Douglas Blyde visita il nuovo ristorante Story a Southwark. La ristrutturazione da 2,5 milioni di sterline ha giovato alla cantina, o si tratta solo di stile più che di sostanza?

"Allora, cos'è cambiato?", ha chiesto Steve Dinneen, lifestyle editor di City AM, a proposito del Restaurant Story, che ha riaperto a gennaio dopo una ristrutturazione da 2,5 milioni di sterline. "Beh, la sala da pranzo sembra piuttosto simile", ha continuato l'ex giovane giornalista dell'anno nato a Manchester, aggiungendo che lo chef-patron, Tom Sellers, "ha deciso di costruirne di più. Ora c'è un livello completamente nuovo, un secondo piano!".

Design

Inizialmente concepito in modo minimalista "Rough Luxe" dal Raven Collective di Shoreditch, il Restaurant Story è stato migliorato, undici anni dopo, dallo stesso studio. Nella sala da pranzo al piano terra, con 32 coperti, l'attenzione è stata rivolta all'acustica, alle stoviglie su misura e all'arte, con commissioni site-specific dei Connor Brothers, mentre uno stormo di rondoni decorativi, puliti settimanalmente, si libra dal soffitto. I pavimenti in cemento lucidato, che devono essere molto impegnativi per il team della reception, incontrano una parete simile a uno chalet che racchiude la cucina vetrata, dominata dalla scritta "Focus". A prua c'è una mascotte di Bibendum, accanto a barattoli di sottaceti colorati. Un carrello formato da traversine ferroviarie e rame patinato è rimasto ormeggiato accanto al nostro tavolo per quasi tutto il pranzo, su cui brillava una pressa per aragoste, non prevista dal nostro menu.

Una scala a chiocciola, accessibile dall'ex scala antincendio, conduce al terzo banco di frigoriferi per il vino, quindi a un discreto salone con il libro di Sellers "A Kind of Love Story". Una cucina aperta e una sala da pranzo per circa sedici persone seguono sotto un soffitto decorato con forme simili a ninfee. Le porte si aprono su una comoda terrazza per sigari, il cui balcone offre la vista di Tooley Street, compresa la statua di Samuel Bourne Bevington, primo sindaco di Bermondsey, e il busto del leader sindacale Ernest Bevin. Dal basso, questo punto di osservazione, che ricorda il pinnacolo di una torre di controllo del traffico aereo, deve essere uno degli edifici più suggestivi della zona.

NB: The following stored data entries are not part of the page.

PR #1002, opened 2026-07-10
feat(observability): put the ambient arbiter on the neural monitor (call-site registration + telemetry)

WingedGuardian:
## What

The WS-C ambient arbiter — a headless pinned-Haiku CC subprocess spawned by the detached session-awareness worker on every drift-trigger fire — was firing **completely unobserved**: absent from the routing registry, `call_site_last_run`, and every dashboard surface. Its only trace was a JSONL file on disk. This registers it as a `dispatch: cli` call site (the `14_weekly_self_assessment` species) so each run renders on the neural monitor.

**Scope decision (2026-07-10): register + telemetry, model stays PINNED.** The YAML `cc_model: Haiku` reflects reality but the code never reads it — no governance path, zero risk to the determinism guarantee. Governance (reading `cc_model` live) is explicitly deferred.

## Changes

- **`config/model_routing.yaml`**: `ambient_arbiter`, `dispatch: cli`, `cc_model: Haiku`, `chain: []` **by design** — no API fallback exists (a failed arbiter call records an empty verdict, never a guess) and the router never dispatches it. First empty-chain cli site; loader-sanctioned (`config.py` keeps empty-chain cli sites).
- **`_call_site_meta.py`**: manual `cost_policy` (empty chain would auto-derive "Not configured"); `dispatch`/`cc_model` mirror YAML for the metadata drift guard.
- **`neural_monitor.html`**: memory-group grid cell + `SITE_META` label; tooltip skips the API fraction for CC-only sites (`0/0 API` read as a broken chain).
- **`session_awareness/worker.py`**: records one `call_site_last_run` row per arbiter **attempt** (judged verdicts with candidates; empty sets short-circuit without spawning CC). Own short-lived RW connection — the retrieval connection stays `mode=ro`, so the zero-memory-row-write invariant holds (test-asserted). `arbiter`/`picks`/`candidates`/`lat_ms` fold into `response_text` (no schema change).
- **`call_site_recorder.py`**: `record_last_run` now returns a landed-bool (additive; all callers ignored the return); new `record_last_run_detached` shared helper used by both detached emitters (this worker + `version_gate._record_to_monitor`, which previously hand-rolled the pattern).
- **`config.py`**: the dashboard save-path validator (`update_call_site_in_yaml`) now honors the same empty-chain cli exemption the loader has — without it the new site was permanently un-editable via the dashboard (loader accepts it, save path 400'd). The exemption does **not** leak to api/dual sites (test-locked).

## Verification

- **Targeted tests green**: `tests/test_session_awareness/` (incl. new `test_worker_telemetry.py`), `tests/test_routing/test_config.py` (54→55 + shape lock), `tests/test_routing/test_config_save.py` (3 new empty-chain cli tests), `tests/test_observability/test_call_site_metadata.py` + `test_call_site_recorder.py`, `tests/test_contribution/test_version_gate.py`. Ruff clean; subsystem-map guard clean.
- **Full E2E against real infra** (real Qdrant + real DB + **real Haiku arbiter subprocess**): worker pass judged 9 candidates, arbiter ran (`arbiter=ok`, 22s, picked 1), telemetry row landed in the real `genesis.db` (`success=1`, correct model + `response_text`), worktree snapshot rendered it as a proper registered site (cost policy, dispatch, full last-run detail), and the **live deployed `/health`** surfaces the row (as `routing=false` orphan pre-merge — upgrades to a proper cell after deploy).
- **High-effort multi-agent code review** run before merge: 2 confirmed bugs (dashboard-uneditable site; `telemetry_recorded` false-positive on swallowed INSERT failures) + 4 cleanups, all fixed in the second commit.

### DIFF
--- a/config/model_routing.yaml
+++ b/config/model_routing.yaml
@@ -699,6 +699,19 @@ call_sites:
       deepseek-v4-pro (100% clean, different vendor) fallback; both free, so never_pays
       keeps a valid chain. NON-Groq deliberately \u2014 Groq's 8B is EOL 2026-08-16 and its
       gpt-oss-20b replacement breaks strict JSON.
+  ambient_arbiter:
+    chain: []
+    dispatch: cli
+    cc_model: Haiku
+    never_pays: true
+    description: >-
+      Ambient session-awareness arbiter: judges which drift-fire candidate
+      memories deserve surfacing (headless CC, model PINNED in
+      session_awareness/arbiter.py). The chain is empty BY DESIGN: no API
+      fallback exists (a failed call records an empty verdict, never a guess)
+      and the router never dispatches this site. The detached ambient worker
+      spawns CC directly and reports each run via record_last_run; registered
+      here for neural-monitor visibility and central declaration.
 retry:
   # max_total_s: aggregate wall-clock ceiling (seconds) across a single
   # route_call's retries x chain length. A safety net against pathological
--- a/docs/architecture/CURRENT.md
+++ b/docs/architecture/CURRENT.md
@@ -364,7 +364,7 @@ The loops that make Genesis think between conversations.
 ```yaml subsystem-map
 entry: ambient-cognition
 modules: [awareness, perception, reflection, attention, session_awareness]
-verified: 8dac642c 2026-07-09
+verified: 780cc8de 2026-07-10
 ```
 
 - **awareness/**: the 5-min heartbeat. ~23 signal collectors (the richer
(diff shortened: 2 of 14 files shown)


WingedGuardian:
**Structural review: 1 WARNING — no ERRORs or hard blocks**

---

**WARNING — Existing test file not updated for changed return type**

`src/genesis/observability/call_site_recorder.py:27` — `record_last_run` changed its return type from `-> None` to `-> bool`, with a semantically meaningful distinction: `False` signals a swallowed INSERT failure rather than silently disappearing. The corresponding `tests/test_observability/test_call_site_recorder.py` is not in this diff.

The PR states those tests are green — that's consistent with them not asserting on a return value that didn't previously exist. `test_swallowed_insert_failure_reports_false` in the new `test_worker_telemetry.py` covers this end-to-end through the worker, but a unit-level assertion in `test_call_site_recorder.py` (e.g. that `record_last_run` returns `False` when the underlying `db.execute` raises) would make the new contract explicit and protect against a future refactor silently reverting the behavior.

Low-urgency — the end-to-end coverage is real and the PR description shows this false-positive was a confirmed bug that was found and fixed. Worth a follow-up assertion in the recorder's own test file.

---

**PII/Secrets/Wording scan: CLEAN** — no private IPs, secrets, credential references, private hostnames, or security-incident language found in added lines or PR metadata.

---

Dato che lo chef-patron Tom Sellers è "ossessionato dal rumore", secondo il responsabile delle bevande Jonathan Kleeman, la colonna sonora è raramente noiosa e comprende Red Right Hand (Nick Cave and The Bad Seeds), Lullaby (The Cure) e Cold Little Heart (Michael Kiwanuka). Il tutto viene riprodotto da altoparlanti dal design accattivante e retrò, con un volume audace come l'indicatore di sapore dei piatti, sempre memorabili, anche se talvolta discordanti.

Bevande

Nato a Leighton Buzzard, Jonathan Kleeman ha lavorato come "direttore dell'idratazione" al Twisted Cellar, Bishop's Stortford (RIP), e a Londra come capo sommelier e acquirente di sigari al Four Degree (RIP), e come capo sommelier di Laure Patry al Social Eating House di Jason Atherton, dove ha affinato le capacità di preparazione di cocktail al The Blind Pig. Ha anche trascorso due anni al Ritz, quando A. A. Gill era un habitué, per "imparare l'italiano" accanto a un gruppo di sommelier tutti italiani. Originariamente destinato a una carriera in economia e politica, forse è stata la precoce esposizione all'ospitalità attraverso il padre chef di pub a garantirgli la vocazione definitiva.

Il letterato Kleeman, le cui parole sono apparse su Rolling Stone, supervisiona anche le attività liquide dello Story Cellar at Seven Dials, famoso per il suo pollo alla griglia e la terrina della casa, e del Dovetale, presentato come un "rifugio per i classici europei reimmaginati" presso l'1 Hotel di Barry Sternlicht, orientato alla sostenibilità, a Mayfair. Esiste anche un braccio internazionale di catering, "Once Upon A Time", i cui partner includono: Apple, Rolls Royce e Audemars Piguet, con versioni macro di questi ultimi appese in bella mostra nelle cucine aperte del Restaurant Story.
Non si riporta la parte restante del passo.